PROBLEM DETAILS: The answer should be one number only, namely how many lines of the records hold the word "fine".

Saved entries
::::::::::

Issue #575, opened 2016-06-27
Suggestion: PHP Compatibility checks


jrfnl:
Would it be an idea to suggest for people to add the [PHP compatibility](https://github.com/wimg/phpcompatibility) sniffs ?

The PHPCompatibility sniffs check for cross-PHP version compatibility - and while not 100% feature complete - does a good job detecting usage of functions/classes/parameters etc which are not cross-version compatible.

PR #608, opened 2016-07-16
Better cover the regex related rules.

jrfnl:
From the handbook:
> Perl compatible regular expressions (PCRE, preg_ functions) should be used in preference to their POSIX counterparts. Never use the /e switch, use preg_replace_callback instead.
>
> It’s most convenient to use single-quoted strings for regular expressions since, contrary to double-quoted strings, they have only two metasequences: \' and \\.

Ref: https://make.wordpress.org/core/handbook/best-practices/coding-standards/php/#regular-expressions

This can be split into three distinct rules:
1. Don't use `POSIX` functions
2. Don't use the `/e` modifier
3. Prefer single quoted stings.

Rule 1 was up to now not covered in core. Parts of it were covered in `extra` and in `vip`, but the implementations were inconsistent and both were incomplete.
Rule 2 was not covered at all.
Rule 3 is already covered by the single vs double quotes sniff.

This PR fixes the issues with covering rule 1 and 2 with the following two commits:

Split off `POSIX` Functions restrictions to its own sniff.

* Removes similar checks from existing sniffs (`PHP.DiscouragedFunctions` and `VIP.RestrictedFunctions`).
* Makes sure that *all* functions in the `POSIX` extension are covered by this check - they previously were not.
* Add unit tests for the new sniff covering *all* `POSIX` functions.

Copy in the `PregReplaceEModifierSniff` from the `PHPCompatibility` Sniff library.

* Add a new `PHPCompatibility` folder to the `Sniff` folder.
* Copy in the `PregReplaceEModifierSniff`.
* Copy in the related parent class `PHPCompatibility_Sniff`.
* Renamed both classes to follow the PSR1 autoloading pattern.
* Added a readme to the `PHPCompatibility` sniff folder about its usage.
* Excluded the `PHPCompatibility` folder from the PHPCS code style checks - this way we can just drop-in replace the file (ok, except for the class renaming) when there is a new version available.

### DIFF
--- a/WordPress/Sniffs/PHP/DiscouragedFunctionsSniff.php
+++ b/WordPress/Sniffs/PHP/DiscouragedFunctionsSniff.php
@@ -31,13 +31,6 @@ class WordPress_Sniffs_PHP_DiscouragedFunctionsSniff extends Generic_Sniffs_PHP_
 	 * @var array(string => string|null)
 	 */
 	public $forbiddenFunctions = array(
-		// Deprecated.
-		'ereg_replace'             => 'preg_replace',
-		'ereg'                     => null,
-		'eregi_replace'            => 'preg_replace',
-		'split'                    => null,
-		'spliti'                   => null,
-
 		// Development.
 		'print_r'                  => null,
 		'debug_print_backtrace'    => null,
--- a/WordPress/Sniffs/VIP/RestrictedFunctionsSniff.php
+++ b/WordPress/Sniffs/VIP/RestrictedFunctionsSniff.php
@@ -285,38 +285,6 @@ class WordPress_Sniffs_VIP_RestrictedFunctionsSniff extends WordPress_AbstractFu
 				),
 			),
 
-			'ereg' => array(
-				'type'      => 'error',
-				'message'   => '%s is prohibited, please use preg_match() instead. See http://php.net/manual/en/function.ereg.php',
-				'functions' => array(
-					'ereg',
-				),
-			),
-
-			'eregi' => array(
-				'type'      => 'error',
-				'message'   => '%s is prohibited, please use preg_match() with i modifier instead. See http://php.net/manual/en/function.eregi.php',
-				'functions' => array(
-					'eregi',
-				),
-			),
-
-			'ereg_replace' => array(
-				'type'      => 'error',
-				'message'   => '%s is prohibited, please use preg_replace() instead. See http://php.net/manual/en/function.ereg-replace.php',
-				'functions' => array(
-					'ereg_replace',
-				),
-			),
-
-			'split' => array(
-				'type'      => 'error',
-				'message'   => '%s is prohibited, please use explode() or preg_split() instead. See http://php.net/manual/en/function.split.php',
-				'functions' => array(
-					'split',
-				),
-			),
-
 			'runtime_configuration' => array(
 				'type'      => 'error',
 				'message'   => '%s is prohibited, changing configuration at runtime is not allowed on VIP Production.',
--- a/WordPress/Tests/PHP/POSIXFunctionsUnitTest.inc
+++ b/WordPress/Tests/PHP/POSIXFunctionsUnitTest.inc
@@ -1,0 +1,26 @@
+<?php
+
+// These are ok.
+$regex = preg_quote( 'cool', '#' ); // Good
+$title = preg_match( 'cool', get_the_title() ); // Good
+$title = preg_match_all( 'cool', get_the_title(), $matches ); // Good
+$title = preg_replace( 'cool', 'not cool', get_the_title() ); // Good
+$title = preg_replace_callback( 'cool', 'callback_function', get_the_title() ); // Good
+$title = preg_split( 'cool', get_the_title() ); // Good
+
+
+// These should all trigger an error.
+if ( ereg( '[A-Za-z]+', $title, $regs ) ) // Bad, ereg deprecated. Use preg_match instead.
+	die( $regs );
+
+if ( eregi( '[a-z]+', $title, $regs ) ) {} // Bad, eregi deprecated. Use preg_match instead.
+
+$title = ereg_replace( 'cool', 'not cool', get_the_title() ); // Bad, ereg_replace has been deprecated. Use preg_replace instead.
+
+$title = eregi_replace( 'cool', 'not cool', get_the_title() ); // Bad, eregi_replace also deprecated. Use preg_replace instead.
+
+list( $year, $month, $day ) = split( ':', $date ); // Bad, split has been deprecated. Use preg_split or explode instead.
+
+$title_parts = spliti( ' ', get_the_title(), 4 ); // Bad, spliti also deprecated. Use preg_split instead.
+
+sql_regcase( 'Foo - bar.'); // Bad. Deprecated.
--- a/WordPress-Core/ruleset.xml
+++ b/WordPress-Core/ruleset.xml
@@ -118,6 +118,6 @@
 	<rule ref="WordPress.DB.RestrictedFunctions"/>
 	<rule ref="WordPress.DB.RestrictedClasses"/>
 
-		<rule ref="WordPress.PHP.POSIXFunctions" />
+	<rule ref="WordPress.PHP.POSIXFunctions" />
 
 </ruleset>
--- a/WordPress-Core/ruleset.xml
+++ b/WordPress-Core/ruleset.xml
@@ -116,7 +116,8 @@
 	<rule ref="WordPress.Functions.DontExtract"/>
 	<rule ref="WordPress.NamingConventions.ValidHookName"/>
 	<rule ref="WordPress.DB.RestrictedFunctions"/>
-
 	<rule ref="WordPress.DB.RestrictedClasses"/>
+
+		<rule ref="WordPress.PHP.POSIXFunctions" />
 
 </ruleset>
--- a/WordPress/Sniffs/PHP/POSIXFunctionsSniff.php
+++ b/WordPress/Sniffs/PHP/POSIXFunctionsSniff.php
@@ -1,0 +1,69 @@
+<?php
+/**
+ * WordPress Coding Standard.
+ *
+ * @category PHP
+ * @package  PHP_CodeSniffer
+ * @link     https://make.wordpress.org/core/handbook/best-practices/coding-standards/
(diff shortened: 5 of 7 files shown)


WordPress/Sniffs/PHP/DiscouragedFunctionsSniff.php
```diff
@@ -31,13 +31,6 @@ class WordPress_Sniffs_PHP_DiscouragedFunctionsSniff extends Generic_Sniffs_PHP_
 	 * @var array(string => string|null)
 	 */
 	public $forbiddenFunctions = array(
-		// Deprecated.
```
GaryJones: Maybe leave a comment that this is handled with the new sniff?

WordPress/Sniffs/VIP/RestrictedFunctionsSniff.php
```diff
@@ -293,38 +293,6 @@ public function getGroups() {
 				),
 			),
 
-			'ereg' => array(
```
GaryJones: Maybe leave a comment that this is handled with the new sniff?

WordPress/Tests/PHP/POSIXFunctionsUnitTest.inc
```diff
@@ -0,0 +1,26 @@
...
+
+$title = ereg_replace( 'cool', 'not cool', get_the_title() ); // Bad, ereg_replace has been deprecated. Use preg_replace instead.
+
+$title = eregi_replace( 'cool', 'not cool', get_the_title() ); // Bad, eregi_replace also deprecated. Use preg_replace instead.
+
+list( $year, $month, $day ) = split( ':', $date ); // Bad, split has been deprecated. Use preg_split or explode instead.
+
+$title_parts = spliti( ' ', get_the_title(), 4 ); // Bad, spliti also deprecated. Use preg_split instead.
+
+sql_regcase( 'Foo - bar.'); // Bad. Deprecated.
```
GaryJones: I don't see any reference to this above?

jrfnl: *grin* yeah, that's because the previous sniffs weren't complete.
The handbook talks about the whole POSIX extension and that's another - albeit rarely used - function from that group: http://php.net/manual/en/ref.regex.php
As the POSIX extension was deprecated in 5.3 and removed in 7.0, being complete seemed like the right thing to do.

Or do you mean in the sniff itself ? It's there - in the first group of functions. I grouped them based on the advised replacement function.

WordPress/Sniffs/PHP/DiscouragedFunctionsSniff.php
jrfnl: In the code will become very untidy in combination with the upcoming #582 work. I'd rather suggest at some point also re-ordering the `vip` ruleset according to their documentation and making a note in the ruleset about rules like this which are already covered in `core`. Ok ?

JDGrimes:
Is there no way that we can just have the [PHPCompatibility sniff library](https://github.com/wimg/PHPCompatibility) as a dependency? Maybe it is best to just copy the sniff over, but I shy away from anything that might require routine maintenance. 😄

jrfnl:
> Is there no way that we can just have the PHPCompatibility sniff library as a dependency?

See #575 as well where I originally suggested that.

The only way I can think of would be to make it a dependency via composer and add it to the ruleset. Not sure how well that would work for the re-hashing to get PHPCS to recognize the installed standards, but I'd leave that up to @Rarst to advise on.

This is not fool-proof no matter what. Not everyone uses Composer, so this could mean people will start complaining about WPCS not working as it breaks on the missing ruleset.

> Maybe it is best to just copy the sniff over, but I shy away from anything that might require routine maintenance. 

As for now, for the handbook coverage, we'd only need the one sniff, that seemed like the simplest way to handle it.
As noted above, I've excluded it from the WPCS code standards check to make copy/paste maintenance as easy as possible.

If/when WPCS would want to start incorporating more sniffs from PHPCompatibility, then this should be revisited IMHO..

JDGrimes:
> If/when WPCS would want to start incorporating more sniffs from PHPCompatibility, then this should be revisited IMHO..

OK, sounds good to me.

jrfnl:
Rebased for merge conflicts.

Rarst:
I am concerned about licensing here, that library is LGPL. By copy/pasting pieces of it here (into MIT project) we are making a potential mess of that.

jrfnl:
Would it help if we had formal permission of the project owner ?

Rarst:
Not really, it's just a... GPL mess in such case. Using it as a library would be _clear_ separation of stuff, which LGPL allows without issue.

jrfnl:
P.S.: current travis failure has nothing to do with the PR, but hick-up in travis itself.

jrfnl:
FYI: Working on an alternative solution for the `e` modifier sniff.

jrfnl:
What with the upcoming release and the work @grappler is doing in #633, I'm removing the commit which added the `e` modifier sniff from PHPCompatibility for now, so that the splitting off of the POSIX functions to their own file can be merged.

I'm working on an abstract class to detect regular expressions and concrete classes for the `e` modifier sniff and best practices sniffs, but that will need more time and more testing, so won't be ready for the 0.10.0 release.

JDGrimes:
@jrfnl Just to confirm—this is ready for merge?

jrfnl:
@JDGrimes Absolutely, it now only contains the splitting off of the POSIX check from the VIP sniff to an individual sniff and adding that rule to the `core` ruleset where it belongs.

The other part of the regex rules will be covered in a separate PR.

Rarst:
To be clear phpcombatibility got thrown out of this, so I can stop worry about licensing stuff? ;)

jrfnl:
@Rarst You can (for now) ;-)

jrfnl:
All and @Rarst in particular:

I've been doing quite some work on the PHPCompatibility sniff library in the mean time and have created a number of utility functions which would also be useful for WPCS and could get rid of a sh*tload of semi-duplicate code and allow us to check certain things with higher precision.

As I created these functions - though sometimes based on existing code - and contributed them to PHPCompatibility, will it be ok license-wise if I port them over to WPCS ?

At a later time - once these functions have been used a bit more and gone through the wrangler, I'd even like to PR them to PHPCS itself.

Rarst:
> As I created these functions - though sometimes based on existing code - and contributed them to PHPCompatibility, will it be ok license-wise if I port them over to WPCS ?

If by "based on existing code" you mean copy/paste/modify of its code then it's a GPL derivative work and ugh ugh ugh mess for us.

I am not familiar with specific case of LGPL into GPL move to say confidently about it. As above it would be clearly fine if LGPL lib was kept as dependency, but I don't really know about mixing their code.

jrfnl:
By "based on existing code", I mean inspired by. The actual code was rewritten.

All the same, I find this whole licensing thing very confusing. If **_I_** write code and choose to contribute the same code to three different projects, it now sounds like the licensing of the first project to merge the code would rule over it all. That just feels wrong and discourages from contributing at all.

I also wonder if code snippets like that can be licensed or even copyrighted at all, after all, writing it from scratch someone else will just end up with 90% the same code with maybe some minor personalizations. 
Licensing IMHO is more about the library as a whole and the concept of it, rather than bits and pieces of the code itself (though I know that's not how it works, but it is how I think it should work). 

Being able to re-use bits and pieces will encourage best of breed coding much more than everyone re-inventing the wheel.

On a side-note: I remember seeing somewhere a note in the WPCS code base about a piece of code which was taken from WP Core. As WP Core is GPL, according to the licensing, that code shouldn't have been allowed in in that case. Correct ?

Rarst:
> By "based on existing code", I mean inspired by. The actual code was rewritten.

_If_ you wrote the code from scratch then it's fine. It's _your_ work to be licensed as you see fit.

> If I write code and choose to contribute the same code to three different projects, it now sounds like the licensing of the first project to merge the code would rule over it all.

Nope. Since it's your code you would be free to contribute it to three different project and _license_ it differently for each one. _After_ the code is contributed to the project it's subject to its license, but _you_ as copyright holder of _your_ code are free to license it differently for another project.

> I also wonder if code snippets like that can be licensed or even copyrighted at all, after all, writing it from scratch someone else will just end up with 90% the same code with maybe some minor personalizations. 
> Licensing IMHO is more about the library as a whole and the concept of it, rather than bits and pieces of the code itself (though I know that's not how it works, but it is how I think it should work).

Yes, it's vague and often people close eyes at technicalities. My _completely personal_ rule of a thumb — copy/paste of actual code is a line behind which it becomes a clear unarguable derivative code. Many people (WordPress, _cough_) would disagree though and draw a line differently.

> On a side-note: I remember seeing somewhere a note in the WPCS code base about a piece of code which was taken from WP Core. As WP Core is GPL, according to the licensing, that code shouldn't have been allowed in in that case. Correct ?

Correct. If it's still the case we should get rid of it.

jrfnl:
@Rarst Thanks for your detailed reply! Will keep this in mind :+1:

khacoder:
So we find ways to not do something rather then ways to do something?

What about dual licensing code sniffer to make it easier to expand it?

Rarst:
> So we find ways to not do something rather then ways to do something?

Welcome to GPL.

> What about dual licensing code sniffer to make it easier to expand it?

Dual licensing makes things harder, not easier. Now you have _two_ licenses to be compatible with _at the same time_.

khacoder:
Actually no :) Dual licensing means either one applies, from everything that I have read.

The user would pick the one to use. In the case of GPLv2 or later versus MIT, WordPress would then pick GPLv2 or later.

Rarst:
> Actually no :) Dual licensing means either one applies, from everything that I have read.

Yes, user can pick which license to apply, good for them. And user can do that _because_ project is obliged to have project's code comply with _both_.

Think about it. I don't like GPL? I put GPL into dual license project and say it's now MIT... Doesn't work.

khacoder:
So what code in Code Sniffer is MIT specific?

Rarst:
> So what code in Code Sniffer is MIT specific?

All of it, as long as that's the license project declares.

I am not too keen to continue general licencing chatter in this ticket. If you have specific licensing concerns or proposals for the project please open a dedicated issue.

khacoder:
Nah I won't pursue it but thanks for asking :)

::::::::::

SOLUTION TO THIS EXERCISE: 2